Why are socialist or left-wing people called liberals in the US, when it means the exact opposite in Europe? What caused this weird terminology shift?
The colonies predate liberalism as a policy and most American politics were formed around basically being completely ignored by Britain and dumped in the US. Meaning the US never had an anti British financial meddling party because that's the entire US identity. Americans look at neoliberals like anarcho capitalists and nod because that's essentially what Adam smith preached. But they're not going to call themselves liberals over it, that's simply "the facts". Liberalism was re-coined in the 1930's during the rapid building of the US nanny state to mean socialist imperialist foreign interventionist policies and anti-state domestic policies in order to foster as strong as a us military industrial complex as possible. It helps that during this period tens of millions of actual socialists from Europe has entered the us and were turning us major cities into embezzlement projects anyway
>>17866738 (OP)There are two types of liberalism: social liberalism and economic liberalism. In the US, "liberal" refers to social liberalism and in Europe it refers to economic liberalism.

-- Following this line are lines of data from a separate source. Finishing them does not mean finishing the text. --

PR #561, opened 2024-07-26
MALA for 2D materials

RandomDefaultUser:
This PR allows to perform TEM calculations (and, eventually, LAMMPS runs) for systems calculated using the 2D option of Quantum ESPRESSO ("assume_isolated = '2D'"). Basic calculations are already working, but there are currently still a few limitations:

- [ ] There is the issue of the general one-electron contribution bug, which also affects this PR (and generally non-metallic systems?)
- [ ] I haven't tested 2D systems with Gaussian descriptors or bispectrum calculations, there may be small adjustments necessary there

### DIFF
--- a/external_modules/total_energy_module/total_energy.f90
+++ b/external_modules/total_energy_module/total_energy.f90
@@ -250,11 +250,14 @@ SUBROUTINE init_run_setup(calculate_eigts)
      CALL ggen( dfftp, gamma_only, at, bg, gcutm, ngm_g, ngm, &
        g, gg, mill, ig_l2g, gstart )
   END IF
+
+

In what way do you not get it? Do you want a specific googlable explanation of how the meanings evolved? Political terms tend to have very slippery meaning in general. "Socialist" and "left-wing" are equally ill-defined. Part of it is manipulation but part of it is that the terms frankenstein a bunch of separate ideas into the same term and then some groups end up fixated on one aspect of the term. Nobody who just throws around words like "liberal" and "socialist" like there's a stable social agreement on what they mean is being clear and specific enough to have a serious discussion.

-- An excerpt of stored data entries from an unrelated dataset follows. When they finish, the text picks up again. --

Issue #508, opened 2024-03-26
Code duplications in `predictor.py`


elcorto:
https://github.com/mala-project/mala/blob/9b0c4fc45dc93c9e7165302d9cb0d56eb1e5fb32/mala/network/predictor.py#L37-L40 in `__init__` is the same as https://github.com/mala-project/mala/blob/9b0c4fc45dc93c9e7165302d9cb0d56eb1e5fb32/mala/network/predictor.py#L65-L68 in `predict_from_qeout()`. Since the former is in the constructor, I think the latter can be skipped.

Also here https://github.com/mala-project/mala/blob/9b0c4fc45dc93c9e7165302d9cb0d56eb1e5fb32/mala/network/predictor.py#L105-L110 `self.data.grid_dimension = self.parameters.inference_data_grid` is already performed in `__init__` so the check could be changed to something like

```py
if np.prod(self.parameters.inference_data_grid) == 0:
    ... code from else clause here ...
```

From what I understand, Americans use "liberal" in this way because it invokes permissiveness; let gays fuck in the ass, incorporate foreign cultures et cetera, in contrast to conservatives who want to maintain, conserve Christian cultural traditions. In Europe, "Liberal" refers more to market economy, privatization, permissiveness for corporations and so forth.
In the English language, we conjugate the Latin "lib" referring generally to freedom but it's not fully a synthetic language so we end up tossing "Liberalism", "Liberty", "Liberation" around like they're simply separate words.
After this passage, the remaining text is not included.